INFORMATION GIVEN
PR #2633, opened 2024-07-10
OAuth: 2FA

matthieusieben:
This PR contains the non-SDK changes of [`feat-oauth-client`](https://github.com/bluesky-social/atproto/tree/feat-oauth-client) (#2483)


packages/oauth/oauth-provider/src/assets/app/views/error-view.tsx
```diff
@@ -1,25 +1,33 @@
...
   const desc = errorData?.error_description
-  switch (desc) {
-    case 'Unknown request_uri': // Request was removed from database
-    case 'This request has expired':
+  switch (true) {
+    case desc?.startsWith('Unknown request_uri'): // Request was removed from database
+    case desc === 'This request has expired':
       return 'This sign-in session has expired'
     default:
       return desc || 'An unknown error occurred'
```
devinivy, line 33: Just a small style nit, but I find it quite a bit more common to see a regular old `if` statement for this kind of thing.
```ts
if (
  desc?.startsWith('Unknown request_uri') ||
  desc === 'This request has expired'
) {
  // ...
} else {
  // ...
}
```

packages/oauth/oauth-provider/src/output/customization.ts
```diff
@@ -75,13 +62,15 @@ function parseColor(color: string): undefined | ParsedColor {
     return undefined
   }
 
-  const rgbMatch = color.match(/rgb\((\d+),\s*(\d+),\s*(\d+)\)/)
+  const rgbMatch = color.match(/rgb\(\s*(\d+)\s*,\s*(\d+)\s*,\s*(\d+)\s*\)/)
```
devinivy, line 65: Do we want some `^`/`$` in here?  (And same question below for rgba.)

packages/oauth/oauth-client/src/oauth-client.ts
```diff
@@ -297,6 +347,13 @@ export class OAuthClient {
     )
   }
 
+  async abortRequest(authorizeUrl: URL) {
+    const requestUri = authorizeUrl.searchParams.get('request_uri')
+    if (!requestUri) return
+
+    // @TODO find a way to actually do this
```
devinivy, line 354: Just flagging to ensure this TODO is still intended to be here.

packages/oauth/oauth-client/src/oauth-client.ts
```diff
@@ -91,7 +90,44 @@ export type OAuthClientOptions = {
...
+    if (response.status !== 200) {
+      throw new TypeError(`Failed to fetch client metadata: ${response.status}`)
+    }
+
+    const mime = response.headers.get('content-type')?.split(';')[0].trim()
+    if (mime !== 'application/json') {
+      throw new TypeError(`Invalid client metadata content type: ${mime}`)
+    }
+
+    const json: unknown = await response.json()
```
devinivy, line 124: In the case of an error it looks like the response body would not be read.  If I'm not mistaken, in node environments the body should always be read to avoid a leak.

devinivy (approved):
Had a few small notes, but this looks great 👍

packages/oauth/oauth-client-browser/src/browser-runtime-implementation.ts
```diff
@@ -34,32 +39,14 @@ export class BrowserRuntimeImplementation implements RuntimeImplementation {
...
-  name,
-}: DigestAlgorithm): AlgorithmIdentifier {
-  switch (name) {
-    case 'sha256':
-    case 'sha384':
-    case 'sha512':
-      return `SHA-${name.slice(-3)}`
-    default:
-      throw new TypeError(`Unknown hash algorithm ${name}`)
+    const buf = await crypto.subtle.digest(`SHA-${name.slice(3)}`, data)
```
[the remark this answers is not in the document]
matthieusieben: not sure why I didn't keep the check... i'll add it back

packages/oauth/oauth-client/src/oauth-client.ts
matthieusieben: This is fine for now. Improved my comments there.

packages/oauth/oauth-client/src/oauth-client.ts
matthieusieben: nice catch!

ASSIGNMENT
Each line in the entries above that includes the string "looks" should be extracted.

EXPECTED ANSWER
devinivy, line 124: In the case of an error it looks like the response body would not be read.  If I'm not mistaken, in node environments the body should always be read to avoid a leak.
Had a few small notes, but this looks great 👍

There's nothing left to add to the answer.